Wielka skrucha Petera Molyneuxa: „Wszystko, co mówię, należy traktować z przymrużeniem oka”
Mam do niego wielki szacunek za takie tytuły jak Dungeon Keeper, Black and White, Fable. Niestety w ostatnich latach się wypalił.
Wciąż czekan na Milo....
Molyneux przyznał, że bardzo żałuje takiego podejścia do wywiadów i męczą go wyrzuty sumienia, przyznał też, że mógł podkreślać, aby brać jego słowa z „przymrużeniem oka”.
Tak jak to bylo z Kinectem i Milo, szybko sie obudzil...
"Mistrz" może już rezygnuje z bajkopisarstwa, ale ma godnych naśladowców, np. Randy Pitchforda.
BTW Project Milo miało być według MS jedynie tech–demem
W swoim czasie bardzo zdolny twórca, ikona tej branży. Szacuneczek za Fable, przy którym zbierałem szczękę z podłogi i Black and White, Dungeon Keeper. Szkoda tylko, że zamiast odejść w chwale rozmienił się na drobne.
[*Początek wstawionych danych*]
PR #1240, opened 2022-09-16
Add a local config file.

huwshimi:
## Done

- Provide a way to configure the dashboard locally while keeping a clean git tree.

## QA

- Follow the modified instructions in the readme to configure your dashboard.
- Run `git status` and your tree should be clean.

### DIFF
--- a/public/index.html
+++ b/public/index.html
@@ -13,6 +13,9 @@
     <link rel="manifest" href="%PUBLIC_URL%/manifest.json" />
     <link rel="apple-touch-icon" href="%PUBLIC_URL%/app-icon.png" />
     <script src="/config.js"></script>
+    <% if (process.env.REACT_APP_USE_LOCAL_CONFIG) { %>
+    <script src="/config.local.js"></script>
+    <% } %>
     <!--
       Notice the use of %PUBLIC_URL% in the tags above.
       It will be replaced with the URL of the `public` folder during the build.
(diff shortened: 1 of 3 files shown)


huwshimi:
@goulinkh not sure if you've run into this yet, but I kept checking in my config.js. There might be a better way to do this, so open to any suggestions you have!

public/index.html
```diff
@@ -13,6 +13,9 @@
     <link rel="manifest" href="%PUBLIC_URL%/manifest.json" />
     <link rel="apple-touch-icon" href="%PUBLIC_URL%/app-icon.png" />
     <script src="/config.js"></script>
+    <% if (process.env.REACT_APP_USE_LOCAL_CONFIG) { %>
```
huwshimi, line 16: I initially used `NODE_ENV === "development"` but then if you don't need a config.local.js this will result in an error when it tries to load a file that doesn't exist.

goulinkh: Yes very good point! I'm doing the same thing stash the file `config.js` often.
The downside of having a new env variable is that we have to add it locally, I found a way to make this work automatically that may work as well:
```html
    <% if (process.env.NODE_ENV === "development" &&
    require("fs").existsSync("public/config.local.js")) { %>
...
```

goulinkh (approved):
LGTM :rocket:

public/index.html
huwshimi: Thanks! That's much nice, I'll update it.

Patologiczny kłamca robi z siebie wielkiego wizjonera. A jednocześnie ma dupochron, bo wypowiada się tylko w fazie projektowej więc trudno go pozwać za opowiadanie bajek i naciąganie klientów.
Tak czy siak zachowanie co najmniej żałosne.
Co by o nim nie mówić, to i tak zapisał się na stałe w branży gier takimi świetnymi grami jak Black & White, Fable, Populous czy Dungeon Keeper.
Dzięki niemu spędziłem masę świetnego czasu przy PC oraz Xboxie, a porównywanie go powyżej do Pitchforda jest mocno nie na miejscu bo on nawet nie stał koło Molyneuxa.